The center of a solid body can be calculated by taking a suitable cross section in the body, applying it in the center of mass formula for continuous bodies and integrating it throughout to get the center of mass.

Complete answer:
In this question we are given a solid uniform cone of radius R and height h, we need to find the center of mass from the vertex. We need to use the below diagram to understand the problem.
Let us consider the radius of the base of the cone to be R and height is h.
We will consider a small circular cross section of radius ‘z’ and thickness ‘dr’ from a distance ‘r’ from the vertex of the solid cone.
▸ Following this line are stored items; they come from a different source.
Issue #3468, opened 2025-07-17
Feat: add keyring support for DataBricks


exitcode0:
**Please explain the motivation behind the feature request.**
I've noticed that the Databricks integration does not currently use the keyring for token storage, instead it writes tokens out to disk

**Describe the solution you'd like**
we should investigate keyring support for this integration to better protect the tokens

**Describe alternatives you've considered**
n/a

**Additional context**
There might be considerations for other Github Issues / feature requests, e.g. #3137 

- [x] I have verified this does not duplicate an existing feature request

michaelneale:
@exitcode0 is there a way to make keyring less annoying on macos? ? (not really relevant exactly to this, but wow... it is frustrating to use for me)

DOsinga:
Thanks for raising this @exitcode0. We've looked into this and can confirm:

- **PAT path** (`DATABRICKS_TOKEN`) already uses the system keyring via `config.get_secret()`, so that's covered.
- **OAuth path** is the real gap — the `TokenCache` in `oauth.rs` writes access/refresh tokens as plaintext JSON to `~/.config/goose/databricks/oauth/`, bypassing the keyring entirely.

This is a valid security improvement. The fix would involve refactoring `TokenCache` to use the existing `Config::set_secret`/`get_secret` infrastructure (which already handles keyring + file fallback + `GOOSE_DISABLE_KEYRING`), with token migration from existing files.

We're snoozing this for a few weeks to give the community a chance to weigh in on priority and any design preferences (e.g. the macOS keyring UX concern raised by @michaelneale). If there's interest, we'd welcome a contribution here — the scope is mostly contained to `crates/goose/src/providers/oauth.rs`.

PR #8074, opened 2026-03-23
auth: databricks OAUTH using keyring for storage

alexhancock:
Resolves https://github.com/block/goose/issues/3468

We can discuss tradeoffs of doing this. Seems more secure, but like @michaelneale I also do not love the user experience of having goose use keychain on mac for everything (password entry requests without explanation)

### DIFF
--- a/crates/goose/src/providers/oauth.rs
+++ b/crates/goose/src/providers/oauth.rs
@@ -1,4 +1,3 @@
-use crate::config::paths::Paths;
 use anyhow::Result;
 use axum::{extract::Query, response::Html, routing::get, Router};
 use base64::Engine;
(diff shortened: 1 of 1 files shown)


alexhancock:
Closing this out as it's not the right place for this code if we want to do it. `oauth.rs` is a general purpose utility for multiple providers. Not databricks specific. I can take another rev if we decide we want this.

DOsinga (approved):
Fixed two issues from the Codex review before approving:

1. ** after initial browser login is now best-effort** — a keyring denial (e.g. user clicks "Deny" on macOS Keychain prompt) after a successful OAuth dance no longer fails the whole auth flow. Matches the existing treatment on the refresh path.

2. ** always runs the filesystem cleanup** — keyring errors are now warned-and-continued so the legacy on-disk plaintext token files are always removed, even when the keyring is unavailable.

Also removed doc-comments that restated the field names / code.

DOsinga:
sorry goose picked it up any way

PR #8086, opened 2026-03-24
chore: clean up stray recipe.yaml

alexhancock:
Removing a file that seems to be checked in by mistake from somewhere


DOsinga:
I wonder if we should just have a folder person-recipes or some such that is in .gitignore

PR #8097, opened 2026-03-25
feat: allow GOOSE_CLI_SHOW_THINKING to be set in config.yaml

dale-lakes:
Previously `GOOSE_CLI_SHOW_THINKING` could only be set as an environment variable. Now it can also be set in config.yaml as a boolean, matching how other goose settings work.

### DIFF
--- a/crates/goose-cli/src/session/output.rs
+++ b/crates/goose-cli/src/session/output.rs
@@ -17,7 +17,6 @@ use std::cell::RefCell;
 use std::collections::HashMap;
 use std::io::{Error, IsTerminal, Write};
 use std::path::Path;
-use std::sync::LazyLock;
 use std::time::Duration;
 
 use super::streaming_buffer::MarkdownBuffer;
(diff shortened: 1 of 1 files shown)


crates/goose-cli/src/session/output.rs
```diff
@@ -447,7 +447,11 @@ pub fn goose_mode_message(text: &str) {
 }
 
 static SHOW_THINKING: LazyLock<bool> = LazyLock::new(|| {
-    std::env::var("GOOSE_CLI_SHOW_THINKING").is_ok() && std::io::stdout().is_terminal()
+    let from_env = std::env::var("GOOSE_CLI_SHOW_THINKING").is_ok();
+    let from_config = Config::global()
+        .get_param::<bool>("GOOSE_CLI_SHOW_THINKING")
+        .unwrap_or(false);
+    (from_env || from_config) && std::io::stdout().is_terminal()
```
DOsinga: Config already reads from the env variables, so this is double. I'll fix.

DOsinga (approved):
Config::get_param already checks the env var (uppercased key) before falling back to config.yaml, so the separate env-var check and the LazyLock static were redundant. Simplified to a direct call in should_show_thinking().

PR #8111, opened 2026-03-25
fix: gate code-mode tool filtering behind cfg(feature) for --no-defau…

r0x0d:
## Summary
The `if code_execution_active` block references `code_execution` and `pctx_code_mode` symbols that only exist when the `code-mode` feature is enabled. Without the compile-time gate, `cargo check --no-default-features` fails with unresolved module errors even though the branch is dead at runtime.

### Testing
`cargo check --no-default-features`

### Related Issues
Relates to #ISSUE_ID  
Discussion: LINK (if any)

Before:  

After:


DOsinga (approved):
LGTM! Correct fix for the  compile error — the  gate matches the existing pattern used just above for .

PR #8128, opened 2026-03-26
fix: remove unsupported cwd parameter from changesets action

alexhancock:
## Problem

The npm publish workflow was failing with the error:
```
Error: There is no .changeset directory in this project
```

This was caused by the `changesets/action@v1` not supporting the `cwd` parameter that was being used in the workflow.

## Solution

Removed the unsupported `cwd: ui` parameter and instead prefixed the publish and version commands with `cd ui &&` to run them from the correct directory where the `.changeset` folder exists.

### Changes
- `publish: pnpm run release` → `publish: cd ui && pnpm run release`
- `version: pnpm run version` → `version: cd ui && pnpm run version`
- Removed: `cwd: ui`

## Verification

✅ Workflow run [#23572031847](https://github.com/block/goose/actions/runs/23572031847) completed successfully
- All 6 build jobs passed
- Release to npm job passed (46s)
- No ".changeset directory" error

## References

- Failed run: https://github.com/block/goose/actions/runs/23564809405/job/68619943297
- Fixed run: https://github.com/block/goose/actions/runs/23572031847

### DIFF
--- a/.github/workflows/ci.yml
+++ b/.github/workflows/ci.yml
@@ -41,7 +41,7 @@ jobs:
       - name: Checkout Code
         uses: actions/checkout@8e8c483db84b4bee98b60c0593521ed34d9990e8  # v6.0.1
 
-      - uses: actions-rust-lang/setup-rust-toolchain@v1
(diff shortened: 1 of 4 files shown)


DOsinga:
My agent had a different take. Let me know what you think

PR #8129, opened 2026-03-26
feat: Gemini OAuth provider

michaelneale:
This is, similar to chatgpt, using gemini oauth PKCE to login to get access to api. 

This should replace gemini cli and gemini acp providers 

---

### What

Adds a new `gemini_oauth` provider that lets users sign in with their Google account to use Gemini models — no API key needed.

### How it works

1. **OAuth flow** — Opens browser for Google sign-in, runs a local callback server, exchanges the auth code for tokens using PKCE. Uses the same public installed-app OAuth credentials as the Gemini CLI.

2. **Code Assist API** — Talks to `cloudcode-pa.googleapis.com` (the same backend the Gemini CLI uses for "Login with Google"). The standard `generativelanguage.googleapis.com` API does **not** accept OAuth tokens for content generation — it is API-key only.

3. **User onboarding** — First-time users go through `loadCodeAssist` / `onboardUser` to get a project ID, cached alongside tokens at `~/.config/goose/gemini_oauth/tokens.json`.

4. **Request/response adaptation** — Wraps outgoing requests in the Code Assist envelope format and unwraps incoming SSE response chunks so the existing Google format parser handles the actual content unchanged.

5. **Token management** — Automatic caching, refresh, and re-auth if refresh fails.

### Files changed

- `crates/goose/src/providers/gemini_oauth.rs` — new provider (~800 lines)
- `crates/goose/src/providers/mod.rs` — module registration
- `crates/goose/src/providers/init.rs` — provider registration (visible to users)
- `crates/goose/src/providers/canonical/name_builder.rs` — maps `gemini_oauth` → `google` for model name resolution

### Context

The Gemini CLI's "Login with Google" OAuth flow does NOT use the public Gemini API. It uses Google's internal Code Assist API, which has a different request envelope format (wraps the standard Gemini request body) and requires user onboarding. This provider replicates that flow in Rust.


bin/corepack
```diff
@@ -1 +1 @@
-.node-24.10.0.pkg
```
lifeizhou-ap, line 1: can we upgrade node in a separate pr?  we need to change the version in other places such as windows

PR #8133, opened 2026-03-26
feat: optionally enforce path confinement in developer extension

### LINKED ISSUE #7587: Draft: Developer platform extension write/edit follow symlinks (boundary ambiguity)
### Category
Security boundary ambiguity / unintended file access via symlink resolution

### Where
- `crates/goose/src/agents/platform_extensions/developer/edit.rs`
  - `file_edit_with_cwd`: uses `fs::read_to_string(&path)`
  - `file_write_with_cwd`: uses `fs::write(path, &params.content)`

### What was observed
The platform developer extension `write` and `edit` operations resolve user-supplied paths and then perform normal filesystem read/write operations that follow symlinks.

There is no canonical-target enforcement before IO and no symlink rejection/no-follow behavior in this path.

### Why this matters
If callers treat `path` as a boundary indicator (for example, “inside workspace”), symlink targets can violate that expectation.

A symlink located in an expected-safe location can point to a different file, causing reads/writes to affect the target rather than the link path itself.

### Reproduction
1. Create a workspace file symlink, e.g. `workspace/notes.txt -> /tmp/real_target.txt`.
2. Invoke platform developer `write` or `edit` against `workspace/notes.txt`.
3. Observe that the operation reads/writes `/tmp/real_target.txt` (the symlink target).

### Scope clarification
This report is specifically about the current platform extension path (`crates/goose/src/agents/platform_extensions/developer/*`). It does not claim a `.gooseignore` bypass.

jh-block:
## Summary

Replaces the unchecked `resolve_path` with `validate_and_resolve_path` that enforces confinement to the working directory (allowance is made for a future feature that allows paths to be added to the allowed set). This prevents absolute path escape (`/etc/passwd`), `..` traversal (`../../etc/passwd`), and symlink-based escapes from reaching files outside the working directory.

Confinement is off by default to match the existing behaviour where working directory is just a base path. It can be enabled by setting the GOOSE_CONFINEMENT config key to true.

### Testing

New unit tests covering: absolute path rejection, `..` traversal rejection, symlink escape rejection, symlink within working dir allowed, new file write within working dir, `..` escape on write, and no-confinement mode.

### Related Issues

Fixes #7587

### DIFF
--- a/crates/goose-acp/src/fs.rs
+++ b/crates/goose-acp/src/fs.rs
@@ -4,7 +4,7 @@ use async_trait::async_trait;
 use fs_err as fs;
 use goose::agents::mcp_client::{Error as McpError, McpClientTrait};
 use goose::agents::platform_extensions::developer::edit::{
-    resolve_path, string_replace, FileEditParams, FileReadParams, FileWriteParams,
+    string_replace, validate_and_resolve_path, FileEditParams, FileReadParams, FileWriteParams,
 };
 use goose::agents::platform_extensions::developer::shell::{ShellParams, OUTPUT_LIMIT_BYTES};
 use goose::agents::platform_extensions::developer::DeveloperClient;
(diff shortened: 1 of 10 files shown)


DOsinga:
I'm not sure this helps really; an agent can still write a delete_all.sh script and execute that. isn't this just fake security? I'm pretty sure agents would consider that if they run into an error.

jh-block:
> I'm not sure this helps really; an agent can still write a delete_all.sh script and execute that. isn't this just fake security? I'm pretty sure agents would consider that if they run into an error.

I think if you combine it with something which allows only reading/writing/listing files (so, just being able to disable the shell tool in the developer extension), you have something potentially interesting. I agree the shell tool is an escape to basically anything like this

Consider two triangles ABC and AOD. These triangles are similar triangles, so we can write,
$\dfrac{AB}{AO}=\dfrac{BC}{OD}$
This can be expressed as,
$\dfrac{r}{h}=\dfrac{z}{R}$ ……………… (1)
The volume of the small volume element considered is, $dV=\pi {{z}^{2}}dr$ , which can be written in terms of r from equation (1). So we get,
$dV=\dfrac{\pi {{R}^{2}}{{r}^{2}}}{{{h}^{2}}}dr$ ……… (2)
Center of mass for continuous mass distribution is given by the formula,

$\begin{aligned} & C.M=\dfrac{1}{M}\int{r\rho \dfrac{\pi {{R}^{2}}{{r}^{2}}}{{{h}^{2}}}dr} \\\ & \implies C.M=\dfrac{\pi {{R}^{2}}\rho }{M{{h}^{2}}}\int{{{r}^{3}}}dr \\\ \end{aligned}$

The limits of integration are from 0 to h, so
$C.M=\dfrac{\pi {{R}^{2}}\rho }{M{{h}^{2}}}\int\limits_{0}^{h}{{{r}^{3}}}dr$

.
On integrating and applying the limits we get,
$C.M=\dfrac{\pi {{R}^{2}}\rho {{h}^{2}}}{4M}$
Substituting M as $M=\rho V=\dfrac{\rho }{3\pi {{R}^{2}}h}$ , we can write
C.M= $\dfrac{3h}{4}$

Note:
The distance of the center of mass from point O is $\dfrac{h}{4}$ .
The center of mass of the cone will always lie on its axis due to symmetry.
The center of mass of a distribution of mass in space (sometimes referred to as the balance point) is the unique point where the weighted relative position of the distributed mass sums to zero. This is the point at which a force may be applied to cause a linear acceleration without an angular acceleration.